From what I have seen so far, airsoft is alot more expensive. An stock, non modified M4 rifle can cause upwards of what a modified paintball marker can cost. 

 There are those people who do also get full tac gear and play war games. Ive read about war or battle re-enactments using airsoft. 

 About events, ive heard of an event called World War 3. This is supposed to be one insane event lasting for 1 day and 1 night straight. I dont know the location but I would love to take part someday. 

www.evike.com has good airsoft gear. 

 Ive also read up on some rules recently. Vehicles ARE ALLOWED to use to transport supplies, people, and equipment quickly over terrain. Vehicles are considered a no fire zone because the bb's can damage them. If an occupent of the vehicle fires from inside, the vehicle then becomes FREE FIRE and anywhere on the vehicle is a valid target. 

 Grappling or fighting is not allowed, but if an opponent is close enough to tap another opponent on the HEAD, BODY, or SHOULDERS, then that is considered a knife kill and the eliminated opponent is to leave tournament grounds.


----------



## psi_radar (Jan 25, 2005)

I've seen these around a lot.
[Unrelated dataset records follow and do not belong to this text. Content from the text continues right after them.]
Issue #2384, opened 2022-11-22
Crash when calling `addDevice()` from background thread 


vjard33:
## What did you do?
Try to add a device after connectUser, sometimes it crashes (this is the biggest crash we have on production on our app: 256 crashes).
ChatClient.shared.currentUserController().addDevice(.firebase(token: token, providerName: providerName))

## What did you expect to happen?
Not crash. ChatClient.shared.currentUserController().addDevice should addDevice if the token doesn't exist, if it exists: nothing.
```
        // Connect the client with the token provider.
        ChatClient.shared.connectUser(userInfo: userInfo, tokenProvider: tokenProvider) { error in
            if error == nil {
                // Stream Chat push notifications.
                if ChatClient.shared.currentUserId != nil {
                    if let fcmToken = Messaging.messaging().fcmToken {
                        ChatClient.shared.currentUserController().addDevice(.firebase(token: fcmToken, providerName: ChatClient.providerName))
                    }
                }

                successCompletion?()
            } else {
                failCompletion?(error)
            }
        }
```

## What happened instead?
Crash 
<img width="1424" alt="Capture d’écran 2022-11-22 à 21 21 50" src="https://user-images.githubusercontent.com/99725306/203414485-6c4a0812-953c-40f0-8b5e-787432b52f6d.png">

## GetStream Environment
**GetStream Chat version:** 4.22.0
**GetStream Chat frameworks:** StreamChat, StreamChatUI
**iOS version:** iOS 16.0.0, iOS 16.1.0, iOS 16.1.1
**Swift version:**5.7
**Xcode version:**14.1
**Device:**iPhone XS to iPhone 14 (seems to be more reproducible on iPhone 11)

## Additional context
I can't upgrade to 4.24.0 because I've weird behavior with TokenProvider after some logout/connectUser (completion called twice or more..)

nuno-vieira:
Hi @vjard33,

When you are logging out a user, do you call `logout()`? Can you see in the analytics of your app the user journey and check if he previously logged out and then logged in? 

More details here: https://getstream.io/chat/docs/sdk/ios/uikit/getting-started/#disconnect--logout

Best,
Nuno

nuno-vieira:
@vjard33 The docs also mention to add the device on the register for push notifications call, here: https://getstream.io/chat/docs/sdk/ios/client/push-notifications/

Any reason why you are doing it after the connectUser call?

polqf:
[...]

PR #2398, opened 2022-11-30
Fix crash when calling `addDevice()` from background thread

nuno-vieira:
### 🔗 Issue Links
https://github.com/GetStream/stream-chat-swift/issues/2384

### 🎯 Goal
Fixes crash when calling `currentUserController.addDevice()` from a background thread.

### 🧪 Manual Testing Notes
N/A

### ☑️ Contributor Checklist


Sources/StreamChat/Workers/CurrentUserUpdater.swift
```diff
@@ -71,31 +71,34 @@ class CurrentUserUpdater: Worker {
...
+
+        let backgroundContext = database.backgroundReadOnlyContext
+        backgroundContext.perform { [weak self] in
+            if let currentUserDTO = backgroundContext.currentUser,
+               currentUserDTO.devices.first(where: { $0.id == deviceId }) != nil {
+                saveCurrentDevice(deviceId: deviceId, completion: completion)
+                return
+            }
+
+            self?.apiClient
```
polqf, line 83: We should not be starting an API request from a background thread 👀 . It would be better to get the model, and then switch back to the (presumably) main thread

nuno-vieira: Why not? 🤔

nuno-vieira: The request call with be added to the operation queue, so there's no point here to change it to another thread since it will be instantly changed again to the operation queue in the chat client.

martinmitrevski (approved):
LGTM ✅  Please update the branch and check the failing checks before merging.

What's the story? Do they fire those bbs enough to sting over a fair amount of range? Back in the day before paintball we used to get in snowsuits and motorcycle helmets and shoot at each other with bb guns. Is this the same concept only we don't need as much down?


----------



## Cruentus (Jan 25, 2005)

psi_radar said:
			
		

> I've seen these around a lot. What's the story? Do they fire those bbs enough to sting over a fair amount of range? Back in the day before paintball we used to get in snowsuits and motorcycle helmets and shoot at each other with bb guns. Is this the same concept only we don't need as much down?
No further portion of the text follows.